PR #315, opened 2017-06-03
Added shrine identifier

vadi2:
It's unfinished because enemy/ally shrine are hardcoded. Should create some sort of mapping to namedb perhaps?

The script makes shrines visible in a room and also colors them by their health:
selection_084

Most shrine messages might be outdated, they're two years old.


keneanung:
I'm a bit hestitant to even review it if it is clearly stated that it's probably out of date and needs improvements (like not hardcoded enemy shrines). I don't think we should included with known deficits.

vadi2:
Sure.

====

ABOUT THIS EXERCISE:
Could you reproduce the lines above, from the one that holds "I'm a bit hestitant" through the last, exactly as they stand?

EXERCISE RESPONSE:
I'm a bit hestitant to even review it if it is clearly stated that it's probably out of date and needs improvements (like not hardcoded enemy shrines). I don't think we should included with known deficits.

vadi2:
Sure.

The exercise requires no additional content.